→ **Aim of the exercise**
From the listing below, tally the lines that include "Travis". Return only the total.

-------- Study material

PR #218, opened 2016-07-14
Update d2l-my-courses to v0.8.1

ryantmer:
This version isn't available quite yet, but Travis is being incredibly slow, so CI is many minutes to start anyway... by the time it does, this version should be up.


ryantmer:
Aight, tis up. Travis seems to be speeding up a bit, yay!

----------------

→ **Answer box**
2